In considering Clinic, the art-punk four-piece from Liverpool, England, one conclusion is certain: the band has generated the giddy interest and frenzied anticipation that bear the markings of hype. Next-big-thing hype. The kind of hype conferred on quartets from Liverpool who tour with Radiohead.
But Clinic hasn’t quite broken through yet — not with the unqualified fervor that characterizes Radiohead’s success, at least. And with its new long-player, Walking With Thee, that breakthrough may be somewhat less than momentous.
It’s not that Walking falters on a creative level; in many ways, it improves on the band’s full-length debut, last year’s Internal Wrangler. With less clutter and far less clatter, Walking explores a different, darker tonal register than its predecessor.
No less urgent than Internal Wrangler, Clinic’s sophomore effort produces a more cohesive and coherent artistic statement. Resisting the reference-charged eclecticism of its previous output (which also includes the recent domestic collection Three EPs), Walking seamlessly unifies Clinic’s disparate influences — surf, garage, dub electronica, etc. — creating a sound both spare and spacious.
“We felt that with Internal Wrangler and the singles compilation album, we’d covered the chaotic, distorted side of things,” Clinic frontman Ade Blackburn said in a recent interview.
Unfortunately, chaos and distortion seem to be two of Clinic’s main drawing cards. And in last week’s Chicago appearance, at least, the group did not disappoint. Drawing on material from all three releases, Clinic played an efficient, energetic, if conspicuously short, set of originals.

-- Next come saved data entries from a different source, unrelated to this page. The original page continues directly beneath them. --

PR #2968, opened 2021-04-03
Add tests for "Class Static Init. Blocks" proposal

jugglinmike:
This proposal is currently at "stage 3" in TC39's standardization
process.


test/language/expressions/function/static-init-await-binding.js
```diff
@@ -0,0 +1,21 @@
...
+  - It is a Syntax Error if the code matched by this production is nested,
+    directly or indirectly (but not crossing function or static initialization
+    block boundaries), within a ClassStaticBlock and the StringValue of
+    Identifier is "await".
+features: [class-static-block]
+---*/
+
+class C {
+  static {
+    (function await(await) {});
```
JLHwung, line 19: Can you add a new test case on function declaration?
```js
class C {
  static {
    function await(await) {};
  }
}
```
Since how the binding identifier inherits `[Await]` is different from function expressions. We can also draft some test cases based on https://github.com/tc39/proposal-class-static-block/issues/43#issuecomment-812224819

jugglinmike: Sounds good. Added a few more

rwaldron:
@rbuckton I need you to review these. Thanks!

Vindiesel25 (dismissed):

Vindiesel25:
pvg

rwaldron:
@rbuckton ping

rwaldron:
These look great! I just tested in v8/d8 with `--harmony-class-static-blocks` turned on and wanted to give @syg the heads up on the following failures: 


- test/language/expressions/arrow-function/static-init-await-binding.js
    - Expected no error, got SyntaxError: Unexpected reserved word

- test/language/expressions/arrow-function/static-init-await-reference.js
    - Expected no error, got SyntaxError: Unexpected reserved word

- test/language/expressions/class/static-init-await-binding.js
    - Expected no error, got SyntaxError: Unexpected reserved word

- test/language/expressions/object/identifier-shorthand-static-init-await-invalid.js
    - Expected test to throw error of type SyntaxError, got Test262: This statement should not be evaluated.

- test/language/statements/class/static-init-await-binding-invalid.js
    - Expected test to throw error of type SyntaxError, got Test262: This statement should not be evaluated.

- test/language/statements/class/static-init-invalid-return.js
    - Expected test to throw error of type SyntaxError, got Test262: This statement should not be evaluated.

- test/language/statements/function/static-init-await-binding-invalid.js
    - Expected test to throw error of type SyntaxError, got Test262: This statement should not be evaluated.

- test/language/statements/try/static-init-await-binding-invalid.js
    - Expected test to throw error of type SyntaxError, got Test262: This statement should not be evaluated.

- test/language/statements/variable/dstr/obj-ptrn-elem-id-static-init-await-invalid.js
    - Expected test to throw error of type SyntaxError, got Test262: This statement should not be evaluated.

rwaldron (dismissed):

rwaldron:
@jugglinmike could you rebase your fixups and push back to the branch? Thanks!!

jugglinmike:
> These look great! I just tested in v8/d8 with `--harmony-class-static-blocks` turned on and wanted to give @syg the heads up on the following failures:

What service! Good news, V8 has tickets for these:

- [Issue 11718: Class static initialization blocks: restrictions on `await` identifier are incorrectly applied](https://bugs.chromium.org/p/v8/issues/detail?id=11718)
- [Issue 11719: Class static initialization blocks: ReturnStatement incorrectly allowed](https://bugs.chromium.org/p/v8/issues/detail?id=11719)

> @jugglinmike could you rebase your fixups and push back to the branch? Thanks!!

Certainly. That's done, and [the original version of this branch is available here](https://github.com/tc39/test262/compare/main...bocoup:class-static-initialization-blocks-prebase) in case that's interesting to anybody.

JLHwung:
@rbuckton mentioned in https://github.com/tc39/proposal-class-static-block/issues/27#issuecomment-812227741 that another way to handle `await` is to parse the static block in `+Await` and disallows if it Contains `AwaitExpression` or for-await-of.

If so, the following examples would throw, they are marked as valid as of ff9be07.

`await` is not allowed in arrow parameters in `+Await`
- `test/language/expressions/arrow-function/static-init-await-binding.js`
- `test/language/expressions/arrow-function/static-init-await-reference.js`

`await` not allowed in class binding in `+Await`
- `test/language/expressions/class/static-init-await-binding.js`

I agree with https://github.com/tc39/proposal-class-static-block/issues/43#issuecomment-829595666, either we come up a formal definition of function boundaries or we do in another way.

test/language/statements/class/static-init-scope-lex-close.js
```diff
@@ -0,0 +1,27 @@
...
+
+var test262 = 'outer scope';
+var probe;
+
+class C {
+  static {
+    let test262 = 'first block';
+  }
+  static {
+    probe = test262;
```
alflennik, line 23: I couldn't figure out how we're using probe - should there be an assertion for ti?

test/language/statements/class/static-init-scope-var-close.js
```diff
@@ -0,0 +1,27 @@
...
+
+var test262 = 'outer scope';
+var probe;
+
+class C {
+  static {
+    var test262 = 'first block';
+  }
+  static {
+    probe = test262;
```
alflennik, line 23: Similar comment to my other comment above - should we be using `probe` in an assertion?

jugglinmike:
Great catch, @alflennik! Fixed in another fixup commit

syg:
I'm confused about some of the `await` as identifier tests.

For class expression, [ClassExpression](https://tc39.es/ecma262/#prod-ClassExpression)'s BindingIdentifier doesn't have [~Await], why should await be allowed? This is plausibly a spec bug.

For arrow parameters, [ArrowFunction](https://tc39.es/ecma262/#prod-ArrowFunction)'s ArrowParameters also doesn't have [~Await]. By comparison, [FunctionExpression](https://tc39.es/ecma262/#prod-FunctionExpression)'s FormalParameters has [~Await].

test/language/expressions/class/static-init-await-binding.js
```diff
@@ -0,0 +1,21 @@
...
+  - It is a Syntax Error if the code matched by this production is nested,
+    directly or indirectly (but not crossing function or static initialization
+    block boundaries), within a ClassStaticBlock and the StringValue of
+    Identifier is "await".
+features: [class-static-block]
+---*/
+
+class C {
+  static {
+    (class await {});
```
syg, line 19: This shouldn't be allowed if the intention is that class static blocks are like async function bodies for the purposes of [Await].

`async function f() { (class await {}) }` doesn't parse.

test/language/expressions/arrow-function/static-init-await-binding.js
```diff
@@ -0,0 +1,21 @@
...
+  - It is a Syntax Error if the code matched by this production is nested,
+    directly or indirectly (but not crossing function or static initialization
+    block boundaries), within a ClassStaticBlock and the StringValue of
+    Identifier is "await".
+features: [class-static-block]
+---*/
+
+class C {
+  static {
+    (await => 0);
```
syg, line 19: Similarly here and in other arrow function tests, `await` is never allowed as an arrow parameter in async function bodies, so shouldn't here either.

syg:
> Currently, the proposal's restrictions on await are not expressed in terms of the Await production parameter. Although the text doesn't appear to align with the intent expressed in this GitHub comment, I've been trying to resolve the incongruities in the proposal itself. In the mean time, this patch is my attempt to be as faithful as possible to what's formally proposed.

Right enough. The editors would really like the draft spec to be reworked so that the await-as-identifier restrictions are expressed here exactly as they would be for async function bodies so the two align. We can wait for @rbuckton to do that.

rwaldron:
@alflennik thanks for taking time to review this! Syntax testing is not for the faint of heart, so I commend your willingness to dive right in to a review. That aside, we (which includes you) would benefit from the champion of this proposal being actively engaged. My understanding is that the proposal itself is now stale (that is, it does not reflect the intended semantics of the feature), which is not good for anyone. I also commend @jugglinmike for sticking to a disciplined approach and only testing the feature as it's currently written, not as its "intended". I'm going to attempt to escalate attention to this PR.

mgaudet:
Just want to leave a comment here: SpiderMonkey's prototype implmentation, landed under [Bug 1712138](https://bugzilla.mozilla.org/show_bug.cgi?id=1712138) passes all these tests _except_ some of the the await static semantic tests, so we're definitely interested in seeing more clarification around `await` semantics as well. 

We currently fail: 

```
expressions/object/identifier-shorthand-static-init-await-invalid.js
language/identifier-resolution/static-init-invalid-await.js
language/statements/class/static-init-await-binding-invalid.js
```

rwaldron:
@mgaudet Thanks for reporting in, that's actually really helpful. 

I've made several attempts to reach @rbuckton both here and via IRC (before and during the recent TC39 meeting). I'm not sure what to do when a champion refuses to engage with a required step in the process. Can someone else take over the proposal?

rbuckton:
I'd like to apologize for the delay on this, I've been out of the office this last week. I'm hoping to get caught up early next week.

rbuckton:
I put up a PR for `proposal-class-static-block` that should clarify some of the parsing behavior based on conversation's I've had with @bakkot and others: https://github.com/tc39/proposal-class-static-block/pull/46

I plan to fully review the test-262 tests and will start working on a PR for ECMA-262 this upcoming week.

test/language/expressions/arrow-function/static-init-await-binding.js
rbuckton: As mentioned by @syg, `await` should be disallowed here, per https://github.com/tc39/proposal-class-static-block/pull/46

test/language/expressions/arrow-function/static-init-await-binding.js
```diff
@@ -0,0 +1,21 @@
+// Copyright (C) 2021 the V8 project authors. All rights reserved.
+// This code is governed by the BSD license found in the LICENSE file.
+/*---
+esid: sec-identifiers
+description: The restriction on `await` as a BindingIdentifier does not cross function boundaries
+info: |
+  BindingIdentifier : Identifier
+
+  [...]
+  - It is a Syntax Error if the code matched by this production is nested,
```
rbuckton, line 10: As of https://github.com/tc39/proposal-class-static-block/pull/46, this is changing such that the block is parsed in `+Await` and we issue an error if `ContainsAwait` returns **true**, so this section has been removed.

test/language/expressions/arrow-function/static-init-await-reference.js
```diff
@@ -0,0 +1,28 @@
+// Copyright (C) 2021 the V8 project authors. All rights reserved.
+// This code is governed by the BSD license found in the LICENSE file.
+/*---
+esid: sec-identifiers
```
rbuckton, line 4: As of https://github.com/tc39/proposal-class-static-block/pull/46, there are no longer any changes to `sec-identifiers`, these tests will likely need to be moved to `sec-class-definitions` (due to the change to use `+Await`), or to `sec-class-definitions-static-semantics-early-errors` (due to the new early error when `ContainsAwait` is **true**).

test/language/statements/class/static-init-invalid-await.js
```diff
@@ -0,0 +1,27 @@
...
+/*---
+esid: sec-class-definitions
+description: The "Await" parsing context does not apply to the block's statement list
+info: |
+  Syntax
+
+  [...]
+
+  ClassStaticBlockStatementList :
+     StatementList[~Yield, ~Await, ~Return]opt
```
rbuckton, line 12: Per https://github.com/tc39/proposal-class-static-block/pull/46, this changes to:
```suggestion
     StatementList[~Yield, +Await, ~Return]opt
```
However _AwaitExpression_ and `for await` are both early errors in static semantics.

test/language/statements/class/static-init-invalid-yield.js
```diff
@@ -0,0 +1,27 @@
...
+/*---
+esid: sec-class-definitions
+description: The "Yield" parsing context does not apply to the block's statement list
+info: |
+  Syntax
+
+  [...]
+
+  ClassStaticBlockStatementList :
+     StatementList[~Yield, ~Await, ~Return]opt
```
rbuckton, line 12:
```suggestion
     StatementList[~Yield, +Await, ~Return]opt
```

test/language/statements/class/static-init-scope-var-close.js
```diff
@@ -0,0 +1,27 @@
...
+  }
+}
+
+assert.sameValue(probe262, 'outer scope');
```
rbuckton, line 27:
```suggestion
assert.sameValue(probe, 'outer scope');
```

rbuckton (changes requested):
This looks good, though all of the `esid: sec-identifier` cases will need to be updated once https://github.com/tc39/proposal-class-static-block/pull/46 has merged. That should help to clarify the intended `await` behavior.

Also, while I saw tests for _SuperProperty_ and _ThisExpression_ in a static block, I did not see any for accessing the bound name of the class, i.e.:

```js
var value;
class C { static { value = C; } }
// or
export default class C { static { value = C; } }
// or
(class C { static { value = C; } });
```

This is permitted in static fields today (i.e., `class C { static x = C; }`)

rwaldron:
@rbuckton thanks for the review!

rbuckton:
A few updates regarding the proposal:
- https://github.com/tc39/proposal-class-static-block/pull/46 (switching from `~Await` to `+Await`) has been merged.
- https://github.com/tc39/ecma262/pull/2440 has been created.
- https://github.com/tc39/proposal-class-static-block/pull/47 has been created to track https://github.com/tc39/ecma262/pull/2440 due to a delay in the PR diff being available on ecma262-compare.

https://github.com/tc39/ecma262/pull/2440 will be the definitive source for the specification going forward, though I'll try to keep https://github.com/tc39/proposal-class-static-block/pull/47 up to date with any changes for now.

jugglinmike:
@rbuckton regarding access to the bound names of the class, I decided to express that as a new kind of scope-probing test--one focused on the environment record's derivation (that also highlighted the need for a corresponding test for the variable lexical environment).

This patch is ready for another review.

rbuckton (approved):
This looks good to me, thanks for the hard work!

rwaldron (approved):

Wrapped in their trademark surgical garb (including masks), the members of Clinic revealed a well-rehearsed command befitting a band poised for a breakthrough. The sold-out Abbey Pub, a two-tiered West Side venue, remarkably spacious for a club, only intensified that impression.
Sticking to the fuzzy, organ-driven essentials, the band only rarely deviated from the weird, manic turmoil typified by “Pet Eunoch,” “2/4” and “Monkey on Your Back.” Slowing it down a bit, the set profited from such beat-heavy digressions as “Porno,” from the Three EPs compilation and last year’s irresistible “Second Line,” a song picked up by Levi Strauss to peddle jeans in the U.K.
Blackburn is the attraction, opening several numbers with melodica, adding a timely blast of harmonica, trading off guitar and organ parts, and dominating every song with his jittery squall of a singing voice. Frantic, never fey, Blackburn’s high-pitched gasps are the most startling component of the band’s creepy dementia. They also tend to be the most tedious, further rendering Clinic’s bright prospects uncertain.